[Biochemical characteristics of an initial degradation product of insulin by insulin-degrading enzyme].

We previously reported on the detection and HPLC separation of the initial degradation product (peak VI) of native insulin from the reaction of monocomponent porcine insulin with affinity-purified pig skeletal muscle insulin-degrading enzyme (IDE). In the present study, we investigated the biological characteristics of the initial degradation product. Structural analysis of peak VI by amino acid composition and glucose oxidation revealed that peak VI was composed of intact B-chain and a fragment of A-chain.

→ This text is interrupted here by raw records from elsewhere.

PR #9258, opened 2026-02-25
cobalt/metrics: Expose vm metrics to UMA data stream

tasunnn:
cobalt: Expose VM metrics to UMA

This change introduces the collection and reporting of virtual memory
metrics, namely PrivateFootprintSwap and VmSize, to UMA.

The goal is to provide deeper insights into Cobalt's memory footprint,
especially regarding virtual memory usage and swap activity. This
additional data will aid in identifying and optimizing memory-related
performance issues and assist in general memory management analysis.

The metrics are collected from the OS memory dumps and propagated
through the memory instrumentation service before being emitted as
UMA histograms. Browser tests are updated to verify their emission.

Bug: 484063214


cobalt/browser/metrics/cobalt_memory_metrics_emitter.cc
```diff
@@ -336,6 +340,13 @@ void CobaltMemoryMetricsEmitter::CollateResults() {
   base::UmaHistogramMemoryLargeMB(
       "Memory.Total.SharedMemoryFootprint",
       static_cast<int>(shared_footprint_total_kb / kKiB));
+  // VM specific metrics
+  base::UmaHistogramMemoryLargeMB(
+      "Memory.Total.PrivateFootprintSwap",
+      static_cast<int>(private_footprint_swap_total_kb / kKiB));
+  base::UmaHistogramMemoryLargeMB(
```
johnxwork, line 353: VmSize is actually also expose through web API and collected by Kabuki. We can use it to study the correlation between UMA and Kabuki metrics.

tasunnn: Yeah I think this metric here is obtained from the same API, we also add them to UMA so they can still be available even if kabuki doesn't directly call the apis

Awallky (approved):
These changes look consistent with similar changes.
The only thing I would recommend to ensure this works as intended is that you locally test the MetricsBrowserTest with this command, since it is disabled in CI - 

`vpython3 cobalt/testing/browser_tests/run_browser_tests.py out/${PLAT}_devel/cobalt_browsertests *CobaltMetricsBrowserTest*`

In vivo, peak VI exhibited a hypoglycemic effect on rats. In vitro, this peptide had the binding capacity to insulin receptor of rat adipocytes and the ability to stimulate the glucose oxidation on rat adipocytes and the activity of insulin receptor kinase. However, the biological potencies of peak VI were 1/40 to 1/160 of those of insulin proper. Its reduced biological potencies were probably due to a decrease of affinity for insulin receptor, because both biological potencies of peak VI to bind to insulin receptor and to stimulate the glucose oxidation were 2.5% of insulin. Moreover peak VI showed the same full agonistic effect as insulin on the glucose oxidation at higher concentration. On the other hand, a cross-linking study suggested that peak VI preserves almost the same affinity to IDE as insulin. These findings may indicate the possibility that pig skeletal muscle IDE cleaves peptide bonds within A-chain at an early step of degradation of native porcine insulin and generates peak VI, which is the next substrate to insulin for IDE and keeps reduced insulin-like biological potencies, and then peak VI is converted into several relatively low molecular weight products.